Exercise aim
Find the line holding "Issue #6973, opened 2020-09-04" in the entries below. Give it again exactly, along with every line after it up to and including the line holding "1. Create a".

Source records
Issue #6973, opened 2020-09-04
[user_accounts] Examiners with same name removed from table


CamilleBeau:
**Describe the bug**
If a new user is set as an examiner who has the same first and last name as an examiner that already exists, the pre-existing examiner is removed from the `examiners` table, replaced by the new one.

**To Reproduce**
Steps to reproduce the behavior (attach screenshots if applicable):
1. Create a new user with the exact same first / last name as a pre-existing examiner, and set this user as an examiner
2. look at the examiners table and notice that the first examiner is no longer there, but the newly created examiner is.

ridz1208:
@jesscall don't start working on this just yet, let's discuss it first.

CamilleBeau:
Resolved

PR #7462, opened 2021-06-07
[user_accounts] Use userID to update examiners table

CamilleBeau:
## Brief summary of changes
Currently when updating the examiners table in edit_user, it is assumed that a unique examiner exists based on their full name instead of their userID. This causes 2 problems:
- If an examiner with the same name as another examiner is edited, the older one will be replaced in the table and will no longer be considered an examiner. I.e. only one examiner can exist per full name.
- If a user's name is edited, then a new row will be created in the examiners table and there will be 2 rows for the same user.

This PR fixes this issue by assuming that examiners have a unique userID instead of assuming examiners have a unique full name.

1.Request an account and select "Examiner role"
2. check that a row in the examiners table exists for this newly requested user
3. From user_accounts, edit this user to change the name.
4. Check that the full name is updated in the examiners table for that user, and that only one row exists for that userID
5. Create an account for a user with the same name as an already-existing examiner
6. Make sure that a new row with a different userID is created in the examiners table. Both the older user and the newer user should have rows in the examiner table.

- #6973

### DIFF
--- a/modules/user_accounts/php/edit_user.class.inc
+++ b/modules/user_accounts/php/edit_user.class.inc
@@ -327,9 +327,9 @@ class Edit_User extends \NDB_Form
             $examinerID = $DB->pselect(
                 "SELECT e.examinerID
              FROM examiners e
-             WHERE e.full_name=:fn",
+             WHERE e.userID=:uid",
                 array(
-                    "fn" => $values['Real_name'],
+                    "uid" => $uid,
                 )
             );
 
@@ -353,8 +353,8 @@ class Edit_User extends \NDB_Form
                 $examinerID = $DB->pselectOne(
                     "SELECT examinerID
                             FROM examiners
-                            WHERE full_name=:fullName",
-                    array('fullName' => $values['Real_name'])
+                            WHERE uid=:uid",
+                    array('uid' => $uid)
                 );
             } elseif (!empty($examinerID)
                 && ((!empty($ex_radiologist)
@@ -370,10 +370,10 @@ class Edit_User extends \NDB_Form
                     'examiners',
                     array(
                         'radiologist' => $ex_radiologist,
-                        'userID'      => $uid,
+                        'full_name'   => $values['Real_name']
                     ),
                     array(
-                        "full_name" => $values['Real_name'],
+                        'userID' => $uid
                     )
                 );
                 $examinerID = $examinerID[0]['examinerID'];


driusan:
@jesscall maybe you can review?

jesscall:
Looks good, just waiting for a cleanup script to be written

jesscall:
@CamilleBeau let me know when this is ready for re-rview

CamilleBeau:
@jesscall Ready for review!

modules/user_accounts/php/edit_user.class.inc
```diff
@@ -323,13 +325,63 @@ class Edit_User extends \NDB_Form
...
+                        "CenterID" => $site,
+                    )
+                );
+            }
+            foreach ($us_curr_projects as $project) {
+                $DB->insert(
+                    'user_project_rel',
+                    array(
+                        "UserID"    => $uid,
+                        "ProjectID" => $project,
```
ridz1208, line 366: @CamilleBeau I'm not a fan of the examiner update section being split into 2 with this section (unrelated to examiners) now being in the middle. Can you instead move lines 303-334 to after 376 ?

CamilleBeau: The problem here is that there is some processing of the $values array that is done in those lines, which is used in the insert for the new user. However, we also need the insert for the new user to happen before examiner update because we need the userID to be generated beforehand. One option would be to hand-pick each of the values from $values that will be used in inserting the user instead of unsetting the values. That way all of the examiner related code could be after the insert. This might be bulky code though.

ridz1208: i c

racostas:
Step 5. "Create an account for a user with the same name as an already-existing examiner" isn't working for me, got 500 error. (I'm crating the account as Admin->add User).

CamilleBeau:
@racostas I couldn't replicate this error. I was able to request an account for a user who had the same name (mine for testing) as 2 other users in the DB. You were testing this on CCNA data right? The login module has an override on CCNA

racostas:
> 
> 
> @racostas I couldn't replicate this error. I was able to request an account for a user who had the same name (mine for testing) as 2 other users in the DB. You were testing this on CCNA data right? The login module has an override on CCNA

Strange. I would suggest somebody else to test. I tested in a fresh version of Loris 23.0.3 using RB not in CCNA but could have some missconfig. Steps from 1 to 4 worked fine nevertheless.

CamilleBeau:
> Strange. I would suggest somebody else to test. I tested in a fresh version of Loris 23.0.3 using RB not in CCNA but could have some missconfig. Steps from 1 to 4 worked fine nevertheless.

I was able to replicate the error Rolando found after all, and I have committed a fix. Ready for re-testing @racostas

==

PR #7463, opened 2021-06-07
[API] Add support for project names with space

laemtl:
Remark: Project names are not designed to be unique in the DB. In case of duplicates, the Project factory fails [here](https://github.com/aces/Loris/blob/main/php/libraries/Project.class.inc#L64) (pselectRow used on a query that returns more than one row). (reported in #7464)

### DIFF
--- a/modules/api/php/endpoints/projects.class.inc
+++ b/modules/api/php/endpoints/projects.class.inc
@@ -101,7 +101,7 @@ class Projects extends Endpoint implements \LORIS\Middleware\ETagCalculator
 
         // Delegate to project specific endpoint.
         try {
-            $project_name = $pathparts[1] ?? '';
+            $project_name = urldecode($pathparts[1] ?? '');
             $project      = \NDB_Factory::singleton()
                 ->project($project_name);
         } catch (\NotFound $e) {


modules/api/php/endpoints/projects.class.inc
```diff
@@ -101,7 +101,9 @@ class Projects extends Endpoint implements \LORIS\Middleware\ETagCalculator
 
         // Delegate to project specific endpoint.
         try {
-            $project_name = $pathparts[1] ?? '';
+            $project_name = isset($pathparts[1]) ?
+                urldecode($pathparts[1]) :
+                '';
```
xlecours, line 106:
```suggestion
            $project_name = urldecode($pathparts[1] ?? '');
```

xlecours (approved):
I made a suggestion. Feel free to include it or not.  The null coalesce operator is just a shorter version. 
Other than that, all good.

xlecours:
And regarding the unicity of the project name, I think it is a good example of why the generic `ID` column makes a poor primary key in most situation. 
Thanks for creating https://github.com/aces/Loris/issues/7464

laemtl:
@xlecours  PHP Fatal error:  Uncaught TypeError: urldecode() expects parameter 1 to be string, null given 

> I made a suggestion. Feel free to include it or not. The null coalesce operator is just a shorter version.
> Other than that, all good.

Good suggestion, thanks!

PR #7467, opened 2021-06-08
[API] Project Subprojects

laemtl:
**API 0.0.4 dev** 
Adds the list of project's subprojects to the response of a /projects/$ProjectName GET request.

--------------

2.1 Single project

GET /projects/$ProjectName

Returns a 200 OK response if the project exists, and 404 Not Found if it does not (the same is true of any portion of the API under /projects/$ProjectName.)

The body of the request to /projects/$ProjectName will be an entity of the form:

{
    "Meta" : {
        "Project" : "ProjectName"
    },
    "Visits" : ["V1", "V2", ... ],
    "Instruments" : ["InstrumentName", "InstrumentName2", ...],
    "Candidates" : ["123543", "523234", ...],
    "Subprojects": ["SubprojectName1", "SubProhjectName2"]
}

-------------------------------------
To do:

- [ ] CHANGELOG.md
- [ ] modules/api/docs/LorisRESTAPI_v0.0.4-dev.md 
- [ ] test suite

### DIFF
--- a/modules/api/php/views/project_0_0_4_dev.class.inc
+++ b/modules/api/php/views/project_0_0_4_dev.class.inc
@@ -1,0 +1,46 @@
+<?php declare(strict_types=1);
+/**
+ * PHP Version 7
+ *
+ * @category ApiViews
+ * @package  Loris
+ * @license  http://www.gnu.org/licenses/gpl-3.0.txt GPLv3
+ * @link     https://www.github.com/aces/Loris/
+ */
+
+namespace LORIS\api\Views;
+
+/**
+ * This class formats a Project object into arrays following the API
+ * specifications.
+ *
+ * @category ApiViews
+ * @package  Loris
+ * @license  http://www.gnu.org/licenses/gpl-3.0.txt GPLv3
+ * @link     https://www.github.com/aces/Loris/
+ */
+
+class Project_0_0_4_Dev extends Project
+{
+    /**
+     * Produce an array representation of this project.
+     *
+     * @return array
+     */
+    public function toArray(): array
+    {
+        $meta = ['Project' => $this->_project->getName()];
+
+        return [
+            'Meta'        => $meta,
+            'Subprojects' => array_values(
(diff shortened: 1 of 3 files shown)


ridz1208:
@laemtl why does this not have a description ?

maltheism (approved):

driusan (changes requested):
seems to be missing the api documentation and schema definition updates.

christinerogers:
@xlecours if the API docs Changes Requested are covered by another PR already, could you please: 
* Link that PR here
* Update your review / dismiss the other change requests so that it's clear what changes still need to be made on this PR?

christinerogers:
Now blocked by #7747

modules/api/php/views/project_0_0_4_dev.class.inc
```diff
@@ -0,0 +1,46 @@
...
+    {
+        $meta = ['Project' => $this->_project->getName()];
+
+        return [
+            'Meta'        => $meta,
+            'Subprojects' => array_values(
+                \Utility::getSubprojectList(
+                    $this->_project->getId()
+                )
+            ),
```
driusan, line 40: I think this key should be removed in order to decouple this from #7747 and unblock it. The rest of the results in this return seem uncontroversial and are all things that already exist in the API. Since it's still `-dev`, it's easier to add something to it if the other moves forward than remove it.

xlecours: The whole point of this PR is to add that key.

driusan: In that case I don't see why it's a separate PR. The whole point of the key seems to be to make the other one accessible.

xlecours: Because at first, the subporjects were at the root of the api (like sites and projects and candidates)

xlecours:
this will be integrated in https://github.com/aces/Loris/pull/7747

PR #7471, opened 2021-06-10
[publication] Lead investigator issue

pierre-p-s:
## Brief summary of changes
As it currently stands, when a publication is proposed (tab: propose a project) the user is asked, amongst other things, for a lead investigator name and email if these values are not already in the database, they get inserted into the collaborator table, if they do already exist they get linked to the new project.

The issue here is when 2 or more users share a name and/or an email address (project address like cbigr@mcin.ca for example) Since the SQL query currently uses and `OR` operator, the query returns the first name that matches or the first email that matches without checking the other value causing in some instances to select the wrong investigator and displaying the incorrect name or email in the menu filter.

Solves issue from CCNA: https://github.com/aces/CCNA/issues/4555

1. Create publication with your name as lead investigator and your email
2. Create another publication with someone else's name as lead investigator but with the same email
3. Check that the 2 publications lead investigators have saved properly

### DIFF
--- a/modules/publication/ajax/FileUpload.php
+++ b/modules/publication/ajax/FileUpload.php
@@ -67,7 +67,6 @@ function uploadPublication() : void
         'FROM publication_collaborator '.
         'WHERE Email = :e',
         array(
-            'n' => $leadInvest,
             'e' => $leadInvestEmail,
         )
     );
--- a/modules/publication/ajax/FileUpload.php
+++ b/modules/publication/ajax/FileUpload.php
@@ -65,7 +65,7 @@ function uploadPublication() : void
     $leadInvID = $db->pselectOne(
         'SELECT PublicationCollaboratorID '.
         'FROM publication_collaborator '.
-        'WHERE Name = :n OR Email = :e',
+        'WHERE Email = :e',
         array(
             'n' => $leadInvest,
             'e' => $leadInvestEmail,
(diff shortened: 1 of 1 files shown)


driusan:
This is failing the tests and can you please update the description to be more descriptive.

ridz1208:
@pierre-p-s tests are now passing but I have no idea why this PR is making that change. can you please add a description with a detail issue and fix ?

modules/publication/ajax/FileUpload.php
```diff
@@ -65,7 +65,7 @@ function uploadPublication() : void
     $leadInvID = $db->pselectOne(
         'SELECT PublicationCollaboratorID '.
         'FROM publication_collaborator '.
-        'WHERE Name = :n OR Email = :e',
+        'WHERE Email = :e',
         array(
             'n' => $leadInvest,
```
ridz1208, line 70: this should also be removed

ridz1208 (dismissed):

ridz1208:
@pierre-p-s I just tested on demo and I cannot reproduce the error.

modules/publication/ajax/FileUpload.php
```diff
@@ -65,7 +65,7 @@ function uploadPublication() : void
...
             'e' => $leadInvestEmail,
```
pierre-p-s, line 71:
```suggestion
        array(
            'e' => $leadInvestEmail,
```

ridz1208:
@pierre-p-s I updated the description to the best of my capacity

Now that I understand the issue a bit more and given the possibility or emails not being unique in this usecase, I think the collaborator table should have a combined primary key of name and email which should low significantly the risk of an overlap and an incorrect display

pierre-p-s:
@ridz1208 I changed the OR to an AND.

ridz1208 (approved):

Your response
Issue #6973, opened 2020-09-04
[user_accounts] Examiners with same name removed from table


CamilleBeau:
**Describe the bug**
If a new user is set as an examiner who has the same first and last name as an examiner that already exists, the pre-existing examiner is removed from the `examiners` table, replaced by the new one.

**To Reproduce**
Steps to reproduce the behavior (attach screenshots if applicable):
1. Create a new user with the exact same first / last name as a pre-existing examiner, and set this user as an examiner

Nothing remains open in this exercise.